Сквозь это благостное состояние вдруг снова проглянула коротенькая, но колкая мысль об опустевшей комнате сына. Он словно всей своей кожей ощущал холодок, исходящий от плотно прикрытой дубовой двери, за которой теперь никого нет.

Впрочем, усилием воли Сергей Сергеевич стряхнул с себя это тягостное чувство.

Искоса он глянул на идущую рядом Крупину. Видно, и у нее мысли были не из веселых. Ну, тут-то дело ясное! Конечно, из-за этого типа! Женщины таких любят. За неукротимый темперамент, надо думать.

— Как видите, желудочная хирургия интересна не только мне, — заметил он. — Не сердцем единым жив человек. И если бы ваш оголтелый Горохов понял это вовремя, думаю, что результаты его деятельности в клинике были бы не столь печальны.

— Ему очень тяжело, Сергей Сергеевич, — с полувопросительной интонацией проговорила, не глядя на Кулагина, Тамара Савельевна.

— Полагаю, что родственникам Чижовой все же тяжелее, — сухо оборвал ее Кулагин. — У меня вчера была ее сестра, участница Великой Отечественной войны, Александра Марчук.
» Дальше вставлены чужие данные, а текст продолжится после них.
Issue #353, opened 2016-06-03
Better pigpio support


dglaude:
I believe the pigpio support should respect pigpio environmental variable.

Current definition of PiGPIOPin function default to host='localhost' and port=8888.

PIGPIO Python library way of working is to check the environment variable PIGPIO_ADDR/PIGPIO_PORT

If any of those is set, it is also a clear indication that PIGPIO is available... and how to access those PINs

I also believe pigpio should automatically be used if local GPIO are not found and any of those environmental value is found.

The goal is to have the same code working whatever if the pigpiod is running locally or remotely.
Actually transparent use of pigpiod is the ultimate goal, this mean without having to specify PiGPIOPin.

Мы встречались с ней на фронте. Я на нее, так сказать, жал всею святостью фронтовой дружбы, но пяти копеек не поставлю, что она не подаст в суд на Горохова.

— То есть как? — резко остановилась Тамара Савельевна. — Какой еще суд? Какое право они имеют привлекать его к судебной ответственности?

— Я не сказал, что его непременно привлекут к ответственности. Я сказал только, что Марчук угрожает подать на Горохова в суд, — терпеливо пояснил Сергей Сергеевич.

Она ничего не ответила. Засунув руки в карманы халата и низко опустив голову, она вдруг резко повернулась и пошла по боковому коридору, даже не попрощавшись с Кулагиным.

Такого никогда еще не было!

Быстрыми шагами Тамара Савельевна шла к кабинету Горохова. Не было никакой надежды застать его там, но ей почему-то хотелось хоть мимо пройти. И, проходя, она коснулась своей большой, сильной ладонью ручки двери.

И дверь открылась.


Федор Григорьевич был ошеломлен не только решением Кулагина, хотя и мысли не допускал, что его просто-напросто выгонят из клиники. Нет, потрясло его не это. Ну, в конце концов, пусть даже уволят, лишат возможности продолжать работу. Но можно ли было ни слова доброго не сказать, ни единым взглядом не поддержать его, понимая, как ему трудно?!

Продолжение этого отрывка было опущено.